Password Strength Tester
Score passwords with zxcvbn — the same engine Dropbox uses. Estimated crack times, weakness reasons, and concrete suggestions. Browser-only.
Scored locally. The password never leaves your browser. Saved-form autofill and password-manager hooks are explicitly disabled on this field.
Scoring engine: @zxcvbn-ts/core + English dictionary (MIT). Originally developed by Dropbox; the modern TypeScript fork is bundled with this page.
About this tool
Most "password strength" widgets are theatre. They look at length and character class diversity (does it have an uppercase? a number? a symbol?) and tell you "Strong!" if you tick the boxes. The boxes don't measure resistance to attackers — they measure compliance with a legacy rule from a 2003 NIST publication that the same NIST has since retracted.
zxcvbn measures something different: the estimated number of guesses an informed attacker would make to find your password. It checks against a 30,000-word dictionary of common passwords and English words, recognizes common letter substitutions (`a→@`, `e→3`, `o→0`, `s→$`), detects keyboard walks (`qwerty`, `1q2w3e`), repeated characters (`aaaa`), date patterns (`birthday1985`), and sequence patterns (`abcdef`, `123456`). Whatever it finds, it backs out from the original entropy estimate.
The score from 0 to 4 maps to estimated guess count: 0 is under 10³ guesses (cracked in milliseconds even with rate limiting). 1 is 10³ to 10⁶ (online attack would crack in hours). 2 is 10⁶ to 10⁸ (online unthrottled would crack in days). 3 is 10⁸ to 10¹⁰ (offline fast-hash attack still feasible). 4 is over 10¹⁰ guesses (genuinely resistant to all the attack scenarios listed). Aim for 4 on anything that protects valuable data.
What the scoring CAN'T do. zxcvbn doesn't know if your password has been leaked in a data breach. A password might score 4/4 here and still be in a breach corpus that an attacker already has. For breach checking, use Have I Been Pwned's password API (which uses k-anonymity so the password itself never leaves your device) — that's a different tool and a different question. zxcvbn answers "if an attacker were guessing fresh, how long would it take?", not "is this password already known to attackers?".

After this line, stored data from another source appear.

PR #1318, opened 2021-03-25
python: add in a headers iterator

crockeo:
Description: Adds an iterator to the `Headers` classes to iterate through headers. Note that this violates C++ design by iterating through the header key, not the header key/value pair. I chose this design because `pybind11` was giving me invalid memory access errors while trying to iterate through pairs. That said, I'm happy to make the key/value -> key downgrade inside of a shim if preferred.

Risk Level: Low

Testing: N/A

Docs Changes: N/A

Release Notes: N/A

### DIFF
--- a/library/cc/headers.cc
+++ b/library/cc/headers.cc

Privacy. The scoring library and its dictionaries load with this page. Once loaded, no further network requests fire as you type. The password lives in component state for the lifetime of the tab and is not stored to URL hash, localStorage, or cookies. The input field has every "save this password" hook the browser recognizes explicitly disabled (`autocomplete="off"`, password manager opt-out attributes) so testing a real password here doesn't pollute your saved-password store.
Frequently asked questions
Is my password sent anywhere when I type it?
No. The scoring runs entirely in JavaScript loaded with this page. The password text stays in component state inside your browser tab. There is no fetch, no XHR, no WebSocket — open DevTools → Network tab and confirm no requests fire as you type.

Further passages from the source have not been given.